WANY-FM
- Albany, Kentucky; United States;
- Frequency: 100.9 MHz

Programming
- Format: Country

Ownership
- Owner: Pamela Allred; (Pamela Allred DBA Albany Broadcasting Company);

History
- First air date: October 25, 1958
- Former frequencies: 106.3 MHz (1958–2012)
- Call sign meaning: Albany

Technical information
- Licensing authority: FCC
- Facility ID: 834
- Class: A
- ERP: 6,000 watts
- HAAT: 56.0 meters (183.7 ft)
- Transmitter coordinates: 36°41′54″N 85°9′0″W﻿ / ﻿36.69833°N 85.15000°W

Links
- Public license information: Public file; LMS;

= WANY-FM =

WANY-FM (100.9 FM) is a radio station licensed to Albany, Kentucky, United States.

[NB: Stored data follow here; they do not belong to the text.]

PR #10684, opened 2025-02-18
Compactor: Upload Sparse Index Headers to Object Storage

### LINKED ISSUE #8166: Compactor: store sparse index headers in object store
### Background 

https://github.com/grafana/mimir/issues/5046

### Problem

This manifests when scaling out store-gateways: new store-gateways download index headers to disk whenever they start and before becoming ready. However, the **sparse** index headers are only constructed when the block is lazily-loaded and are local to a store-gateway replica. This means that a new store-gateway replica doesn't have any sparse index headers right after starting up and has to load the index header and create the sparse header from the data on disk before being able to serve requests for a given block. This leads to severe increases in latency after scaling out store-gateways.

### Proposal 

1. In store-gateways download sparse index headers when adding a new block (either periodic syncs or at startup). This solves the problem of scaling out 
2. If the sparse header doesn't exist in object store, then construct the sparse header and upload it.

#### Compactor or store-gateway

Part 2. can be done by either the compactor or the store-gateway. Doing this in the store-gateway would require less code restructuring and can be a good first iteration. 

The possible complication is that the store-gateway now has to load the index header upon downloading a new block which no other store-gateway has synced before. While the store-gateway should unload it immediately after constructing the sparse index header, this can increase the time to do the periodic syncs. The situation shouldn't be worse than today where this time penalty is paid at query time. Having to load the index header would also impact the compactor compaction cycle latency.

dmwilson-grafana:
#### What this PR does

This PR enables uploading sparse index headers to object storage from the compactor. Previously, managing sparse index headers has been the sole responsibility of each store-gateway instance (see: #8166).

This PR moves the contents of `/pkg/storegateway/indexheader` to `/pkg/util/indexheader` and uses a `StreamBinaryReader` in the compactor to take the just-compacted block index file and create sparse-index-header file. 

Fixes #8166 - New store-gateway replicas don't have any sparse index headers right after starting up and must load the index header and create the sparse header from the data on disk before being able to serve requests for a given block. This leads to severe increases in latency after scaling out store-gateways. 

#### Checklist

- [x] Tests updated.
- [ ] Documentation added.


56quarters:
Before this is marked as ready for review, `pkg/storage` or somewhere under there is the directory that the index header code should live in instead of `pkg/util`

pkg/compactor/bucket_compactor.go
```diff
@@ -431,6 +448,32 @@ func (c *BucketCompactor) runCompactionJob(ctx context.Context, job *Job) (shoul
...
+		if uploadSparseIndexHeaders {
+			// Calling NewStreamBinaryReader reads a block's index and writes a sparse-index-header to disk. Because we
+			// don't use the writer, we pass a default indexheader.Config and don't register metrics.
+			if _, err := indexheader.NewStreamBinaryReader(
+				ctx,
+				jobLogger,
+				fsbkt,
+				subDir,
+				blockToUpload.ulid,
+				mimir_tsdb.DefaultPostingOffsetInMemorySampling,
```
dmwilson-grafana, line 460: @dimitarvdimitrov  - I wanted your get your opinion on using `DefaultPostingOffsetInMemorySampling` here. Could a situation arise where:

1. `blocks-storage.bucket-store.posting-offsets-in-mem-sampling` is set to a non-default value
2.  store gateway reads sparse headers uploaded by the compactor with the default sampling value 
3.  Because the store gateway has sparse headers with an unexpected sampling rate - query performance is worse than if the store gateway built the header itself.

dimitarvdimitrov: oh, nice catch!

This is actually something that we have overlooked when building sparse headers. The same can happen when a store-gateway is restarted with a different value for the sampling flag.

I can think of three ways to solve this

1. Persist the sampling inside the sparse header protobuf. If the sampling doesn't match what the store-gateway is currently configured with, then either
    1a. the store-gateway rebuilds the sparse header with its configured sampling rate
    1b. the store-gateway uses the sampling found in the sparse header when calling `NewPostingOffsetTableFromSparseHeader`
3. remove the flag. We haven't used it in the last 3.5 years since I've been here (it was added 4.5y ago). The 32 is maybe a good tradeoff and a very reasonable default.

I'd go with either 1a. or 2., leaning more towards 2. to reduce config surface and simplify the code. @56quarters what's your take?

dmwilson-grafana: I don't know how much of a difference this would make in terms of query performance. I think we need to do some testing to figure that out, but in the event it's a meaningful difference, I'm also leaning towards 1a. 

On the most recent commit I began implementing 1a with a minor change. When the two rates aren't equal, we can downsample (rather than rebuild) if `-blocks-storage.bucket-store.posting-offsets-in-mem-sampling` < `DefaultPostingOffsetInMemorySampling` (e.g. 1/64 < 1/32).

pkg/storage/indexheader/stream_binary_reader.go
```diff
@@ -184,6 +208,18 @@ func newFileStreamBinaryReader(binPath string, id ulid.ULID, sparseHeadersPath s
...
 
+func (r *StreamBinaryReader) downsampleSparseIndexHeader(curSampling, tgtSampling int) error {
+	tbl, ok := r.postingsOffsetTable.(*streamindex.PostingOffsetTableV2)
+	if !ok {
+		return fmt.Errorf("postings offset table has incompatible version v%d", r.indexVersion)
+	}
+	if err := tbl.DownsamplePostings(curSampling, tgtSampling); err != nil {
+		return err
+	}
+	r.postingsOffsetTable = tbl
```
dimitarvdimitrov, line 219: why is this reassignment necessary?

pkg/storage/indexheader/header_test.go
```diff
@@ -129,6 +129,68 @@ func TestReadersComparedToIndexHeader(t *testing.T) {
...
+			require.NoError(t, err)
+
+			// label names are equal between original and downsampled sparse index-headers
+			require.ElementsMatch(t, downsampleLabelNames, origLabelNames)
+
+			// downsampled postings are a subset of the original sparse index-header postings
+			origIdxpbTbl := br1.postingsOffsetTable.NewSparsePostingOffsetTable()
+			downsampleIdxpbTbl := br2.postingsOffsetTable.NewSparsePostingOffsetTable()
+
+			rr := tt.inMemSamplingRate / tt.protoRate
```
dimitarvdimitrov, line 184: can you rename `rr` to something else? I'm not sure what it's meant to mean

pkg/storage/indexheader/stream_binary_reader.go
```diff
@@ -156,18 +184,14 @@ func newFileStreamBinaryReader(binPath string, id ulid.ULID, sparseHeadersPath s
...
-				return nil, fmt.Errorf("cannot load sparse index-header from disk: %w", err)
-			}
 		}
 	} else {
 		if err = r.loadFromIndexHeader(logger, id, cfg, indexLastPostingListEndBound, postingOffsetsInMemSampling); err != nil {
 			return nil, fmt.Errorf("cannot load sparse index-header: %w", err)
 		}
 	}
 
+	level.Debug(logger).Log("msg", "built sparse index-header file", "id", id, "path", sparseHeadersPath)
```
dimitarvdimitrov, line 194: we keep repeating the `id` and `path` args. Maybe we can just swap out the logger with one which has them attached. Something like `logger = log.With(logger, "id", id, "path", path)` at the top of the function

dimitarvdimitrov (commented):
thanks for working on this. The logic looks sound, but i think we can move around where it sits

pkg/storage/indexheader/index/postings.go
```diff
@@ -608,10 +641,18 @@ func (t *PostingOffsetTableV2) LabelNames() ([]string, error) {
 	return labelNames, nil
 }
 
+func (t *PostingOffsetTableV2) PostingOffsetInMemSampling() int {
+	if t != nil {
```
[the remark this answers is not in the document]
dmwilson-grafana: As things are written right now, this method is never called when `t` is nil. However, if you create a `StreamBinaryReader` and call `sbr.postingsOffsetTable.PostingOffsetInMemSampling` before `sbr.loadFromSparseIndexHeader`, this could panic unless we handle for `t` being nil. To prevent that, I just took the approach that most proto structs take for their `GetSomeField()` method.

pkg/storage/indexheader/stream_binary_reader.go
```diff
@@ -141,13 +141,41 @@ func newFileStreamBinaryReader(binPath string, id ulid.ULID, sparseHeadersPath s
...
 	if r.indexVersion == index.FormatV2 {
+		var reconstruct bool
 		sparseData, err := os.ReadFile(sparseHeadersPath)
 		if err != nil && !os.IsNotExist(err) {
 			level.Warn(logger).Log("msg", "failed to read sparse index-headers from disk; recreating", "id", id, "err", err)
 		}
 
+		// read persisted sparseHeaders from disk to memory.
+		if err == nil {
+			if err = r.loadFromSparseIndexHeader(logger, id, sparseHeadersPath, sparseData, postingOffsetsInMemSampling); err != nil {
```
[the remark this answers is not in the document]
dmwilson-grafana: This is a good suggestion. I  think I can rework this block (L144-L165) so it's is essentially unchanged from the current main branch.

pkg/compactor/bucket_compactor.go
```diff
@@ -393,13 +395,28 @@ func (c *BucketCompactor) runCompactionJob(ctx context.Context, job *Job) (shoul
...
+		// error affecting the sparse-index-header upload.
+		fsbkt, err = filesystem.NewBucket(subDir)
+		if err != nil {
+			level.Warn(jobLogger).Log("msg", "failed to create filesystem bucket, skipping sparse header upload", "err", err)
+			uploadSparseIndexHeaders = false
+		}
+	}
+
 	blocksToUpload := convertCompactionResultToForEachJobs(compIDs, job.UseSplitting(), jobLogger)
 	err = concurrency.ForEachJob(ctx, len(blocksToUpload), c.blockSyncConcurrency, func(ctx context.Context, idx int) error {
```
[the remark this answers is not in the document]
dmwilson-grafana: I agree w. this suggestion. Most recent commit includes this as part of `block.Upload`. Made it best effort, the upload will proceed even if the header upload fails. Including it in `block.Upload` is also nice b.c. it ensures that a block directory will have no files uploaded after `meta.json`.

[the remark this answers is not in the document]
dmwilson-grafana: I wanted to keep it to one set of concurrent workers to make sure we called `indexheader.NewStreamBinaryReader` after we call `block.VerifyBlock` and before we call `block.Upload`.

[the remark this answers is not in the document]
dmwilson-grafana: `indexheader.NewStreamBinaryReader` is doing all the work to create the sparse headers. Since we're passing constants into `indexheader.NewStreamBinaryReader`, I can wrap it with a function that has a smaller signature.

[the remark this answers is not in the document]
dimitarvdimitrov: i still think we should break this out into stages and not do everything in a funciton (verify block, create index header, create sparse header, upload block, upload sparse header). Can we break out block verification into its own concurrency job? or move block verification after block creation in the compaction concurrency job?

pkg/storage/indexheader/header_test.go
```diff
@@ -177,15 +179,31 @@ func Test_DownsampleSparseIndexHeader(t *testing.T) {
...
+				// downsampled postings are a subset of the original sparse index-header postings
+				if (tt.inMemSamplingRate > tt.protoRate) && (tt.inMemSamplingRate%tt.protoRate == 0) {
+					require.Equal(t, (len(vals.Offsets)+step-1)/step, len(downsampledOffsets))
+					require.Subset(t, vals.Offsets, downsampledOffsets)
+				}
+
+				// cannot "upsample" a sparse index header. When the sampling value found in sparse header is larger
+				// than the configured rate, should rebuild sparse headers. The rebuilt headers should be at least
+				// as large as the original sparse index header postings.
+				if tt.inMemSamplingRate < tt.protoRate {
```
dimitarvdimitrov, line 198: since you moved downsampling to the postingsOffseTable, do you want to make the test simpler and just test this in index/postings_test.go too or prefer to keep it here?

pkg/storage/indexheader/index/postings_test.go
```diff
@@ -101,32 +100,3 @@ func TestPostingValueOffsets(t *testing.T) {
 		})
 	}
 }
-
-func Test_PostingValueOffsets_Downsample(t *testing.T) {
```
dimitarvdimitrov: can you rework it so we still have a unit test for downsampling next to the code?

pkg/storage/indexheader/index/postings.go
```diff
@@ -234,18 +238,34 @@ func NewPostingOffsetTableFromSparseHeader(factory *streamencoding.DecbufFactory
...
+		step, ok = stepSize(pbSampling, postingOffsetsInMemSampling)
+		if !ok {
+			return nil, fmt.Errorf("sparse index-header sampling rate not compatible with in-mem-sampling rate")
 		}
+	} else if (pbSampling > 0) && (pbSampling > postingOffsetsInMemSampling) {
+		// if the sparse index-header sampling rate is set higher must reconstruct from index-header
+		return nil, fmt.Errorf("sparse index-header sampling rate exceeds in-mem-sampling rate")
+	}
 
+	for sName, sOffsets := range postingsOffsetTable.Postings {
```
dimitarvdimitrov, line 256: what happens if the proto file didn't contain offset sampling? don't we get a panic? I'm thinking about the case when a new store-gateway with this change starts against a sparse header written by an old store-gateway without this change 

i think we need a unit test for this too

pkg/storage/indexheader/index/postings.go
```diff
@@ -234,18 +238,34 @@ func NewPostingOffsetTableFromSparseHeader(factory *streamencoding.DecbufFactory
 		postingOffsetsInMemSampling: postingOffsetsInMemSampling,
 	}
 
-	for sName, sOffsets := range postingsOffsetTable.Postings {
-		t.postings[sName] = &postingValueOffsets{
-			offsets: make([]postingOffset, len(sOffsets.Offsets)),
+	var step int
+	var ok bool
+	pbSampling := int(postingsOffsetTable.GetPostingOffsetInMemorySampling())
+	if (pbSampling > 0) && (pbSampling <= postingOffsetsInMemSampling) {
```
dimitarvdimitrov, line 244: if `pbSampling == postingOffsetsInMemSampling` do we need to run downsampling at all?

pkg/storage/tsdb/block/block.go
```diff
@@ -121,6 +121,14 @@ func Upload(ctx context.Context, logger log.Logger, bkt objstore.Bucket, blockDi
 		return cleanUp(logger, bkt, id, errors.Wrap(err, "upload index"))
 	}
 
+	if err := objstore.UploadFile(ctx, logger, bkt,
+		filepath.Join(blockDir, SparseIndexHeaderFilename),
+		filepath.Join(id.String(), SparseIndexHeaderFilename),
+	); err != nil {
+		// Don't call cleanUp. Uploading sparse index headers is best effort.
+		level.Warn(logger).Log("msg", "failed to upload sparse index headers", "block", id.String(), "err", err)
+	}
```
dimitarvdimitrov, line 130: this would log a warning even if the config option to build sparser headers is disabled. Can we not attempt to upload the file if it's not on the local fs?

pkg/storage/indexheader/index/postings.go
dmwilson-grafana: if `pbSampling == postingOffsetsInMemSampling` we'd use a step size of 1 which would be the same as constructing the posting offset table normally. Agree with your comment above re: testing, I'll add tests for this so it's more clear.

pkg/storage/indexheader/index/postings_test.go
dmwilson-grafana: Wrote a new test, `Test_NewPostingOffsetTableFromSparseHeader` that tests going from `indexheaderpb.PostingOffsetTable` to `index.PostingOffsetTableV2` and simplified `Test_DownsampleSparseIndexHeader`.

CHANGELOG.md
```diff
@@ -6,6 +6,7 @@
 
 * [FEATURE] Ingester/Distributor: Add support for exporting cost attribution metrics (`cortex_ingester_attributed_active_series`, `cortex_distributor_received_attributed_samples_total`, and `cortex_discarded_attributed_samples_total`) with labels specified by customers to a custom Prometheus registry. This feature enables more flexible billing data tracking. #10269 #10702
 * [FEATURE] Ruler: Added `/ruler/tenants` endpoints to list the discovered tenants with rule groups. #10738
+* [FEATURE] Distributor: Add experimental Influx handler. #10153
```
dimitarvdimitrov, line 9:
```suggestion
```

CHANGELOG.md
```diff
@@ -16,8 +16,8 @@
...
 * [CHANGE] Ruler: Add `user` and `reason` labels to `cortex_ruler_write_requests_failed_total` and `cortex_ruler_queries_failed_total`; add `user` to
     `cortex_ruler_write_requests_total` and `cortex_ruler_queries_total` metrics. #10536
-* [CHANGE] Querier / Query-frontend: Remove experimental `-querier.promql-experimental-functions-enabled` and `-query-frontend.block-promql-experimental-functions` CLI flags and respective YAML configuration options to enable experimental PromQL functions. Instead access to experimental PromQL functions is always blocked. You can enable them using the per-tenant setting `enabled_promql_experimental_functions`. #10660 #10712
-* [FEATURE] Distributor: Add experimental Influx handler. #10153
+* [CHANGE] Querier / Query-frontend: Remove experimental `-querier.promql-experimental-functions-enabled` and `-query-frontend.block-promql-experimental-functions` CLI flags and respective YAML configuration options to enable experimental PromQL functions. Instead access to experimental PromQL functions is always blocked. You can enable them using the per-tenant setting `enabled_promql_experimental_functions`. #10660
```
dimitarvdimitrov, line 19:
```suggestion
* [CHANGE] Querier / Query-frontend: Remove experimental `-querier.promql-experimental-functions-enabled` and `-query-frontend.block-promql-experimental-functions` CLI flags and respective YAML configuration options to enable experimental PromQL functions. Instead access to experimental PromQL functions is always blocked. You can enable them using the per-tenant setting `enabled_promql_experimental_functions`. #10660 #10712
```

CHANGELOG.md
```diff
@@ -17,7 +17,7 @@
...
     `cortex_ruler_write_requests_total` and `cortex_ruler_queries_total` metrics. #10536
 * [CHANGE] Querier / Query-frontend: Remove experimental `-querier.promql-experimental-functions-enabled` and `-query-frontend.block-promql-experimental-functions` CLI flags and respective YAML configuration options to enable experimental PromQL functions. Instead access to experimental PromQL functions is always blocked. You can enable them using the per-tenant setting `enabled_promql_experimental_functions`. #10660 #10712
-* [FEATURE] Distributor: Add experimental Influx handler. #10153
+* [CHANGE] Store-gateway: Include posting sampling rate in sparse index headers. When the sampling rate isn't set in a sparse index header, store gateway will rebuild the sparse header with the configured `blocks-storage.bucket-store.posting-offsets-in-mem-sampling` value. If the sparse header's sampling rate is set, but doesn't match the configured rate, store gateway will either rebuild the sparse header or downsample to the configured sampling rate. #10684
```
dimitarvdimitrov, line 20:
```suggestion
* [FEATURE] Distributor: Add experimental Influx handler. #10153
* [CHANGE] Store-gateway: Include posting sampling rate in sparse index headers. When the sampling rate isn't set in a sparse index header, store gateway will rebuild the sparse header with the configured `blocks-storage.bucket-store.posting-offsets-in-mem-sampling` value. If the sparse header's sampling rate is set, but doesn't match the configured rate, store gateway will either rebuild the sparse header or downsample to the configured sampling rate. #10684
```

pkg/compactor/bucket_compactor.go
```diff
@@ -457,10 +489,20 @@ func (c *BucketCompactor) runCompactionJob(ctx context.Context, job *Job) (shoul
...
 
+func prepareSparseIndexHeader(ctx context.Context, logger log.Logger, bkt objstore.Bucket, dir string, id ulid.ULID, sampling int, cfg indexheader.Config) error {
+	// Calling NewStreamBinaryReader reads a block's index and writes a sparse-index-header to disk.
+	mets := indexheader.NewStreamBinaryReaderMetrics(nil)
+	br, err := indexheader.NewStreamBinaryReader(ctx, logger, bkt, dir, id, sampling, mets, cfg)
+	if err != nil {
+		return err
+	}
+	br.Close()
+	return nil
```
dimitarvdimitrov, line 503:
```suggestion
	return br.Close()
```

pkg/storage/indexheader/index/postings_test.go
```diff
@@ -100,3 +104,57 @@ func TestPostingValueOffsets(t *testing.T) {
...
+		"downsample_noop_proto_has_equal_sampling_rate":           {100, 32, 32, 100, false},
+		"downsample_short_offsets":                                {2, 32, 16, 1, false},
+		"downsample_noop_short_offsets":                           {1, 32, 16, 1, false},
+		"downsample_proto_has_divisible_sampling_rate":            {100, 32, 16, 50, false},
+		"cannot_downsample_proto_has_no_sampling_rate":            {100, 32, 0, 0, true},
+		"cannot_upsample_proto_has_less_frequent_sampling_rate":   {100, 32, 64, 0, true},
+		"cannot_downsample_proto_has_non_divisible_sampling_rate": {100, 32, 10, 0, true},
+		"downsample_sampling_rates_ratio_does_not_divide_offsets": {33, 32, 16, 17, false},
+		"downsample_sampling_rates_ratio_exceeds_offset_len":      {10, 1024, 8, 1, false},
+		"downsample_sampling_rates_ratio_equals_offset_len":       {100, 100, 1, 1, false},
```
dimitarvdimitrov, line 134: can you put the fields on separate lines and add the field names? it's easier to read the test cases that way without having to look back at the test case definition. 

I normally do it for structs that have more than 2 fields

pkg/compactor/bucket_compactor.go
dimitarvdimitrov: this made me realize we don't ever log these errors. Can we do that before we decide to reconstruct the sparse header?

pkg/storage/indexheader/stream_binary_reader_test.go
```diff
@@ -91,6 +91,7 @@ func TestStreamBinaryReader_CheckSparseHeadersCorrectnessExtensive(t *testing.T)
 
 				// Check correctness of sparse index headers.
 				compareIndexToHeader(t, b, r2)
+				compareIndexToHeaderPostings(t, b, r2)
```
dimitarvdimitrov, line 94: can you embed this into the `comapreIndexToHeader`? I see `TestReadersComparedToIndexHeader` is also suffering from the same

pkg/storage/indexheader/header_test.go
```diff
@@ -129,6 +129,166 @@ func TestReadersComparedToIndexHeader(t *testing.T) {
...
+	require.NoError(t, err)
+	defer func() {
+		_ = ir.Close()
+	}()
+
+	toc, err := index.NewTOCFromByteSlice(indexByteSlice)
+	require.NoError(t, err)
+
+	tblOffsetBounds := make(map[string][2]int64)
+	err = index.ReadPostingsOffsetTable(indexByteSlice, toc.PostingsTable, func(label []byte, _ []byte, _ uint64, offset int) error {
```
dimitarvdimitrov, line 268: here can't we use `ir.PostingsRanges()` instead of gathering the ranges ourselves?

pkg/storage/indexheader/header_test.go
```diff
@@ -129,6 +129,166 @@ func TestReadersComparedToIndexHeader(t *testing.T) {
...
+	})
+	require.NoError(t, err)
+
+	tbl := sbr.postingsOffsetTable.NewSparsePostingOffsetTable()
+
+	expLabelNames, err := ir.LabelNames(context.Background())
+	require.NoError(t, err)
+	for _, lname := range expLabelNames {
+		offsets := tbl.Postings[lname].Offsets
+		assert.Equal(t, offsets[0].TableOff, tblOffsetBounds[lname][0])
```
dimitarvdimitrov, line 287: also think we should test both the start and end of each posting offset, not just the start of the first and the end of the last

pkg/storage/indexheader/header_test.go
```diff
@@ -129,6 +129,166 @@ func TestReadersComparedToIndexHeader(t *testing.T) {
...
+		return nil
+	})
+	require.NoError(t, err)
+
+	tbl := sbr.postingsOffsetTable.NewSparsePostingOffsetTable()
+
+	expLabelNames, err := ir.LabelNames(context.Background())
+	require.NoError(t, err)
+	for _, lname := range expLabelNames {
+		offsets := tbl.Postings[lname].Offsets
```
dimitarvdimitrov, line 286: didn't we talk that we need to test the reverse of `compareIndexToHeader`? So we would need to test all the elements in what the prometheus `indexReader.PostingRanges()` returns (`expRanges` in the test below) is also contained in what `headerReader.LabelValuesOffsets` and `headerReader.PostingsOffset` return? 

right now this tests the first and last posting list offsets elements, not all of them.

dmwilson-grafana: I think I misunderstood you before, but I just added a few lines to this test to explicitly check that in addition to "all ranges in the header are in the index" we also test "all ranges in the index are in the header".

pkg/storage/indexheader/header_test.go
dmwilson-grafana: It's not clear to me how we'd do that without re-implementing `index.newV2PostingOffsetTable`. I was under the impression that the only (labelname, labelvalue) pairs that must appear in `Postings.Offsets` are the first and last for a label.

pkg/storage/indexheader/header_test.go
dmwilson-grafana: `ir.PostingsRanges()` returns ranges (`index.Range`). But we want to check that the sparse header contains specific entries from the index. So I used `index.ReadPostingsOffsetTable()` and this map to get the first and last offset for each label in the index and then I check for those offsets in the sparse index header.

docs/sources/mimir/configure/configuration-parameters/index.md
```diff
@@ -4976,6 +4976,13 @@ sharding_ring:
 # blocks are considered regardless of their upload time.
 # CLI flag: -compactor.max-lookback
 [max_lookback: <duration> | default = 0s]
+
+# (experimental) If enabled, the compactor will construct and upload sparse
```
tacole02, line 4980:
```suggestion
# (experimental) If enabled, the compactor constructs and uploads sparse
```

tacole02: We try to avoid using future tense (i.e. "will") in the docs.

tacole02 (approved):
Thanks, @dmwilson-grafana !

The station is currently owned by local Pamela Allred and operates with a country music format. WANY maintains studios and transmitter facilities along KY 1590 (Burkesville Road) on the west side of Albany.

==History==
WANY-FM and its now-defunct AM sister station WANY went on the air at 106.3 FM on October 25, 1958. The stations were co-owned by Cecil Speck and Wallace Allred. The station changed frequencies to its current 100.9 FM in 2012.